このように、会社法ではその会社の形態によって必要な役員等の数が厳格に定められています。
取締役の人数決定と選任
上記のように、取締役の人数に関しては会社法上一定の制約はあるものの、その範囲内では自由に決定することができます。
そして、多くの会社では定款でその員数に関する規定を置いています。
たとえば、「当会社における取締役の人数は○名以内とする。」といった具合です。
定め方もさまざまで、「○名以内とする」といったもの以外にも「○名以上置く」や「○名以上、○名以内とする」といった定め方もあり得ます。

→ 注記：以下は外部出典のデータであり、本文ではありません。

PR #4122, opened 2024-01-30
Don't run a manual scan for a Plus user

Vinnl:
**Submitting for input on the general approach, and on how to test. Will fix the test later, but figured I'd submit this so people know this code exists.**

# References: 
Jira: MNTOR-2865
Figma: N/A

# Description

If the user enters the onboarding while having purchased Plus beforehand, with this change we no longer start a manual scan. Instead, we activate the profile, wait for the `initial` scan to come in, and then start the opt-out process when they come in.

I thought this might have been one of the reasons users would see "Action needed" scans even if they had Plus: those would simply be the results of a manual scan that we didn't request an opt-out for.

The main reason is probably the delay between OneRep calling our webhook and us starting the opt-out process, but I figured dealing with this flow is probably a good idea anyway.

# How to test

Unfortunately I'm not sure how best to test; specifically, we'd need to simulate OneRep calling our webhook while the scan is in progress. Any ideas? Maybe that's something to add to the dev dashboard as well?

### DIFF
--- a/src/TestComponentWrapper.tsx
+++ b/src/TestComponentWrapper.tsx
@@ -21,7 +21,7 @@ export const TestComponentWrapper = (props: { children: ReactNode }) => {
             process.env.STORYBOOK === "true" ? "storybook" : "test",
         }}
       >
-        <SessionProvider session={null}>
+        <SessionProvider session={{ user: { email: "example@example.com" } }}>
           <ReactAriaI18nProvider locale="en">
             {props.children}
           </ReactAriaI18nProvider>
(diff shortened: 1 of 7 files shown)


rhelmer:
> Unfortunately I'm not sure how best to test; specifically, we'd need to simulate OneRep calling our webhook while the scan is in progress. Any ideas? Maybe that's something to add to the dev dashboard as well?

そして、これらの規定に基づいて実際に取締役を選任するのは株主総会です(第329条第1項)。
ここでは普通決議でよいとされていますが(第309条第1項)、通常の普通決議とは異なり、定款で定足数を3分の1未満にすることはできないとされます(第341条)。
この規制は監査役や会計参与にも適用がありますが、会計監査人には適用がありません。
権利義務取締役
会社法第346条第1項によりますと、任期満了または辞任により会社法または定款で定めた員数を欠くことになった場合、その役員は新しい役員が就任するまで、なお役員としての権利義務を有するとされています。
いわゆる権利義務役員です。
たとえば、取締役が3名の取締役会設置会社で、取締役の1人が辞任しても、次の取締役が就任するまでは引き続き取締役の地位が継続するということです。
これは会社法によって強制的に付与される地位であることから、権利義務取締役を株主総会で解任することもできず、また退任登記もできないとされています。
速やかに新しい取締役を選任するしかないということです。
なお、この規定は「役員」のみに適用されます。
そのため、役員ではない会計監査人の員数が欠けることとなっても、権利義務会計監査人とはなりません。
その場合、監査役会等が遅滞なく一時会計監査人を選任することとなります(第346条第4項〜第7項)。
コメント
本件でパナソニックHDは、現行の取締役を「3名以上とする」との規定を「15名以内とする」に変更する予定とされています。
これまでは下限のみが規定されていましたが、上限を置くことによって取締役会の適切な規模感を明確にするとしています。
同社は取締役会設置会社であることから、最低3名の取締役を必要としており、これまでの下限規定はあまり意味がないものであったと言えます。
以上のように、会社法では取締役など役員等の設置・非設置、またその員数についてかなり厳格な規定を置いています。
また、辞任や任期満了によってそれが不足することとなった場合は、新役員が就任するまでその役員が引き続き職務を継続しなければならないなど、欠員が出た場合についても規定があります。
会社の機関設計やその人数などを定款で定める場合は、これらの点についても留意しつつ慎重に検討を進めることが重要と言えるでしょう。